A Nonlinear Model for Online Identifying a High-Speed Bidirectional DC Motor

Abstract

The modeling system is a process to define the real physical system mathematically, and the input/output data are responsible for configuring the relation between them as a mathematical model. Most of the actual systems have nonlinear performance, and this nonlinear behavior is the inherent feature for those systems; Mechatronic systems are not an exception. Transforming the electrical energy to mechanical one or vice versa has not been done entirely. There are usually losses as heat, or due to reverse mechanical, electrical, or magnetic energy, takes irregular shapes, and they are concerned as the significant resource of that nonlinear behavior. The article introduces a nonlinear online Identification of a high-speed bidirectional DC motor with dead zone and Coulomb friction effect, which represent a primary nonlinear source, as well as viscosity forces.

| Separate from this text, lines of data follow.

Issue #8187, opened 2025-01-06
mvc: Create a method to allow the use of a bootgrid partial


Monviech:
**Important notices**

Before you add a new report, we ask you kindly to acknowledge the following:

- [x] I have read the contributing guide lines at https://github.com/opnsense/core/blob/master/CONTRIBUTING.md
- [x] I am convinced that my issue is new after having checked both open and closed issues at https://github.com/opnsense/core/issues?q=is%3Aissue

**Is your feature request related to a problem? Please describe.**

I would like to implement a solution for automating bootgrid tables: https://github.com/opnsense/core/tree/partial-bootgrid-table
It does need a new method and other considerations: https://github.com/opnsense/plugins/pull/4388#issuecomment-2539887327

**Describe the solution you like**

Right now, the partial requires a data structure like this:

https://github.com/opnsense/core/blob/85f562e4b5090eebf630af9312487bcf6fc92228/src/opnsense/mvc/app/views/layout_partials/bootgrid_table.volt#L35-L44

Here is what I imagine a `getFormGrids()` method to do:

There are a few fields with defaults derived from existing data in a form:
```
data-column-id: (string) Default is content of <form><field><id> - e.g. "peer.enabled" must become "enabled"
data-column-label: (string) Default is content of <form><field><label>
data-type: (string) Default is content of <form><field><type>; if <form><field><type> is 'checkbox' the content should become the string "boolean"
data-formatter: (string) Default is empty, if if <form><field><type> is 'checkbox' the content should become the string "boolean"
```
Additional fields that emit defaults:
```
data-column-visible: (boolean) Default is "true"
data-visible: (boolean) Default is "true"
data-width: (string) Default is empty
data-sortable: (boolean) Default is "true"
data-identifier: (boolean) Default is "false"
```
Special field to allow columns to be sorted, the method must sort this:
```
sequence: (integer) Default is 0, sorting is based on lower number = higher priority. If numbers are duplicate it will be first come first serve.
```

Each of these fields can be specified in <form><field><column> to overwrite their defaults and set their content directly.

Maybe a container could look like this:

```
<form> 
     <field> 
         <id>peer.name</id> 
         <label>Name</label> 
         <type>text</type> 
         <help>Peer name, there should be one entry matching this machines "This server name"</help>
         <column>
             <sequence>1</sequence>
             <data-visible>false</data-visible>
             <data-width>10em</data-width>
         </column>
     </field>
</form>
```
**Describe alternatives you considered**

Not doing this.

[...]

PR #8229, opened 2025-01-21
dns/unbound: Integrate layout_partials/base_bootgrid_table

Monviech:
Requires: https://github.com/opnsense/core/issues/8187

Will be one commit per changed volt page.

- [x] acl.volt
- [x] dot.volt (Shared between DotController and ForwardController)
- [x] overrides.volt

### DIFF
--- a/src/opnsense/mvc/app/controllers/OPNsense/Unbound/forms/dialogAcl.xml
+++ b/src/opnsense/mvc/app/controllers/OPNsense/Unbound/forms/dialogAcl.xml
@@ -4,6 +4,11 @@
         <label>Enabled</label>
         <type>checkbox</type>
         <help>Enable or disable this ACL.</help>
+        <grid_view>
+            <width>6em</width>
+            <type>boolean</type>
+            <formatter>rowtoggle</formatter>
+        </grid_view>
     </field>
     <field>
         <id>acl.name</id>
@@ -42,6 +47,9 @@
         <help>
             List of networks in CIDR notation to apply this ACL on. For example: 192.168.1.0/24.
         </help>
+        <grid_view>
+            <visible>false</visible>
+        </grid_view>
     </field>
     <field>
         <id>acl.description</id>
--- a/src/opnsense/mvc/app/views/OPNsense/Unbound/dot.volt
+++ b/src/opnsense/mvc/app/views/OPNsense/Unbound/dot.volt
@@ -1,5 +1,5 @@
 {#
- # Copyright (c) 2014-2024 Deciso B.V.
+ # Copyright (c) 2014-2025 Deciso B.V.
  # All rights reserved.
  #
  # Redistribution and use in source and binary forms, with or without modification,
@@ -70,12 +70,7 @@
             }
         }
 
-
-        /*************************************************************************************************************
-         * link grid actions
-         *************************************************************************************************************/
-
-        $("#grid-dot").UIBootgrid(
+        $("#{{formGridDot['table_id']}}").UIBootgrid(
                 {   'search':'/api/unbound/settings/search'+this_page+'/',
                     'get':'/api/unbound/settings/get'+this_page+'/',
                     'set':'/api/unbound/settings/set'+this_page+'/',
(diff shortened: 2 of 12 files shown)


src/opnsense/mvc/app/controllers/OPNsense/Unbound/forms/dialogAcl.xml
```diff
@@ -42,6 +47,9 @@
         <help>
             List of networks in CIDR notation to apply this ACL on. For example: 192.168.1.0/24.
         </help>
+        <grid_view>
+            <visible>false</visible>
```
Monviech, line 51: Something to find out: 
The network row was not rendered before in the grid. It's somehow empty when rendered even if it contains networks.

AdSchellevis: @Monviech I don't see an obvious reason why it doesn't return anything, but does it change when you alter the model field to not return a list? 

https://github.com/opnsense/core/blob/5d596601d46666a16641fe54dbb510fa47f035d9/src/opnsense/mvc/app/models/OPNsense/Unbound/Unbound.xml#L170

AdSchellevis:
@Monviech I haven't tried the result, but the code looks nice and tidy :)

src/opnsense/mvc/app/controllers/OPNsense/Unbound/forms/dialogAcl.xml
Monviech: 'networks' was missing here. I should make sure that all bootgrid columns are in the searchBase()

https://github.com/opnsense/core/blob/5d596601d46666a16641fe54dbb510fa47f035d9/src/opnsense/mvc/app/controllers/OPNsense/Unbound/Api/SettingsController.php#L275

src/opnsense/mvc/app/views/OPNsense/Unbound/overrides.volt
```diff
@@ -26,121 +26,91 @@
...
-                $("div.actionBar").each(function(){
-                    if ($(this).closest(".bootgrid-header").attr("id").includes("alias")) {
-                        $(this).parent().prepend($('<td id="heading-wrapper" class="col-sm-2 theading-text">{{ lang._('Aliases') }}</div>'));
-                        $(this).removeClass("col-sm-12");
-                        $(this).addClass("col-sm-10");
-                        heading_appended = true;
+                    return row.server;
+                },
+                /* commands and rowtoggles added here since adding a custom formatter removes these by default for some reason */
+                "commands": function (column, row) {
```
swhite2, line 49: both the `"commands"` and `"rowtoggle"` formatter have been copied from `opnsense_bootgrid_plugin.js`. The reason for this was that specifying a custom formatter overwrites the entire `formatters` object.

I don't know if this is still the case (I imagine it is), but this probably needs a second look (i.e. merging objects). This is outside the scope of this PR, but wanted to mention it as we are moving the code around now.

AdSchellevis (changes requested):
some small remarks, but this cleans up quite some code :)

src/opnsense/mvc/app/views/OPNsense/Unbound/dot.volt
```diff
@@ -173,6 +136,9 @@
         <br/><br/>
     </div>
 </div>
+<div id="DotChangeMessage" class="alert alert-info" style="display: none" role="alert">
```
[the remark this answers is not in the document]
Monviech: I wanted to avoid the displacement of the "Apply" button. It's moved down and up whenever the Change message appears. In my opinion its more user friendly if the Apply button is static at the same spot and does not move around.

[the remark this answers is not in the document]
AdSchellevis: I agree on the static part, but as most of them now don't leave the button static, it might be better to discuss that for a future change. This change stretches the lower box which also doesn't look very nice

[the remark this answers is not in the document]
Monviech: Okay I'll clean this up and put it back in the old spot, and also do the same in my other currently open PRs.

The Wiener block-oriented nonlinear system with neural networks are implemented to identify the nonlinear dynamic, mechatronic system. Online identification is adopted using the recursive weighted least squares(RWLS) method, which depends on the current and (to some extent) previous data. The identification fitness is found for various configurations with different polynomial orders, and the best model fitness is obtained about 98% according to normalized root mean square criterion for a third order polynomial.